Puerto Rico’s status as a US territory means that it is unable to restructure its debt as a state would, by invoking chapter nine of the US bankruptcy code.The government is instead initiating the insolvency process under the Puerto Rico Oversight, Management, and Economic Stability Act, a bill signed into action by former president Barack Obama, which calls for the bankruptcy case to be heard by a US federal judge.

It is unclear how much of the debt would be restructured in court and what would be left to negotiate with bondholders. A fiscal plan indicates that Puerto Rico will now pay $800m a year in repayments, less than a quarter of what it owes, which has upset creditors.

Puerto Rico’s governor, Ricardo Rosselló, who announced the move on Wednesday after failing to convince creditors to accept a deal, said the territory had no other choice. “We have reached this decision because it protects the best interests of the people of Puerto Rico,” he said in a statement.

A recession spanning decades – prolonged by the departure of multinational manufacturers, including “big pharma” companies – and the extensive brain drain to the US mainland has left Puerto Rico with arrears worth nearly 70% of its GDP. Unemployment is twice that of the US and millions depend on costly government programmes such as Medicaid.

On Friday, the Associated Press reported that Puerto Rico was closing 184 public schools in a bid to save millions of dollars. About 27,000 pupils will be relocated to other schools when the academic year ends this month.

LeCompte said the restructuring could become a future example of how best to manage debt relief, particularly in developing countries that have high arrears and no means of paying them back.

“This [could] promote transparency and enforce audits so we have a better understanding of what happened in Puerto Rico and how we got into this mess,” he said. “This is affecting an island where nearly 60% of the children are living in poverty – real, developing-world poverty, which is different from poverty in the mainland United States.”

But creditors have a very different view of the bankruptcy announcement, with some warning Puerto Rico could become “the next Argentina,” and others declaring it amounts to “outright theft”.

Jon Borschow, a native Puerto Rican who created the Foundation for Puerto Rico, an NGO focusing on socioeconomic development, said the crises made filing for bankruptcy inevitable, but could spell a better future for the island.
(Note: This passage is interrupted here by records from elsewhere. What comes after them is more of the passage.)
Issue #493, opened 2018-11-05
Take out garbage [restructured][draft]


moriarty:
## Main Goal

There is no garbage inside of the apartment

## Setup

There is garbage inside of the apartment. For example: One paper basket near a desk, and one recycling bin and one compost bin near the sink.

johaq:
Some proposed changes (Pull request #519):
1. The multiple collection zones seem unnecessary to me and overly complicated. Also, task is already hard without outside navigation. So I removed the outside one in favor of one zone near the entrance which also should be easily understandable by audiences.
2. Changed the bonus goals to emphasize the manipulation aspect. One rewards the robot for removing the lid from the bin and a very large bonus for carrying both bags at once to also have some encouragement for bi manual manipulation.
3. I think the bins should just be part of the normal arena setup. It's easier for referees because no additional setup required.
4. Added Deus Ex Machina rule to request a human to hand over the bag resulting in a 80% score reduction.

kyordhel:
Thanks @johaq for the PR. I still have to review it, but from this comment I got some counter-arguments
1. This test was a perfect excuse to test unsupervised outdoor navigation. As you say, it might make more sense to have the containers next to the entrance, so let's think about any other test that allows us to test navigation outside.
2. No lids please. Any bucket with a bag can serve as trash container. We are not sure we can get an standard trashbin with a lid.
    - If you insist in having a bin with a lid, please look for an IKEA one add it to the Objects section under General Rules
3. Add it to the Objects section under General Rules
4. Let's not work with percentages but net points (e.g. 400pts).

johaq:
1. Don't we have outdoor nav in restaurant and potentially GPSR?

“We see a moving away from the export of physical goods, as we have done in the past, to the production of what we call ‘innovation’ – the export of knowledge, technology and service, basically 21st-century exports,” said Borschow.

“That’s in the long term. In the short to medium term, we need to develop Puerto Rico as a destination, because we are a remarkably attractive destination for visitors from all around the world, and we believe we can readily double our visitor count over the next five years, generating an additional $7bn over that period.”
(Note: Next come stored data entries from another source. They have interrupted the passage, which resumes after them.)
PR #501, opened 2018-12-18
Replace "House Holder" with "Housekeeper"

nickswalker:
Householder -- a person who occupies a house or tenement alone or as the head of a household
Housekeeper -- one employed to manage the domestic duties involved in maintaining a house


maximest-pierre:
thank you for the patch :smile_cat:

Yet the most significant point raised for many Puerto Ricans has not been about solvency, but sovereignty. Washington is often seen as little more than a stick-wielder, and the island is often referred to as a colony by its inhabitants. Conversations about Puerto Rico becoming the 51st state – or a nation in its own right – have once again been stoked.
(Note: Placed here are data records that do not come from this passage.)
PR #503, opened 2019-01-10
fix times of afternoon test slot

MatthijsBurgh:
The proposed times are just a guess. I don't know if you had you something different in mind.

### DIFF
--- a/general_rules/Organization.tex
+++ b/general_rules/Organization.tex
@@ -97,7 +97,7 @@ In case of having no considerable score deviation between a team advancing to th
 	\multicolumn{1}{ c }{}
 		& \multicolumn{4}{ c }{\wcell{0.5\baselineskip}{\color{gray}Lunch}}\\\cline{2-5}
 
-	\cell{Block 2\\\footnotesize(9:00 - 12:00)}
+	\cell{Block 2\\\footnotesize(14:00 - 17:00)}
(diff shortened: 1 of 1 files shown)


general_rules/Organization.tex
```diff
@@ -97,7 +97,7 @@ \subsection{Schedule}
 	\multicolumn{1}{ c }{}
 		& \multicolumn{4}{ c }{\wcell{0.5\baselineskip}{\color{gray}Lunch}}\\\cline{2-5}
 
-	\cell{Block 2\\\footnotesize(9:00 - 12:00)}
+	\cell{Block 2\\\footnotesize(14:00 - 17:00)}
```
maximest-pierre: So we are putting 2 hours for lunch and repairs and preparation

MatthijsBurgh: 1 hour is definitely to short IMO, 1,5 maybe ok, maybe to short. 2 hours definetly good.

maximest-pierre: I would push the upper limit from 17:00 to 18:00. Just to make up for lost time or a late start in the morning.

kyordhel: I'd go for a 3 hour gap to give enough time to teams to prepare and eat. Also, this adds a nice gap in which we can fit an Open Challenge for those interested.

The fundamental problem is territory status and inequality, and the economy will not reach its potential until Puerto Rico is treated equally among the states,” said Republican Congressional representative Jenniffer González earlier this year. She has filed a bill to make the island a US state by 2025.

“We have a territorial status on the island, without being a nation and without being a state, so we are kind of in limbo.”

  • This article was amended on 6 May 2017 to correct the debt figure in the subheading to $70bn, not $70m as stated in an earlier version.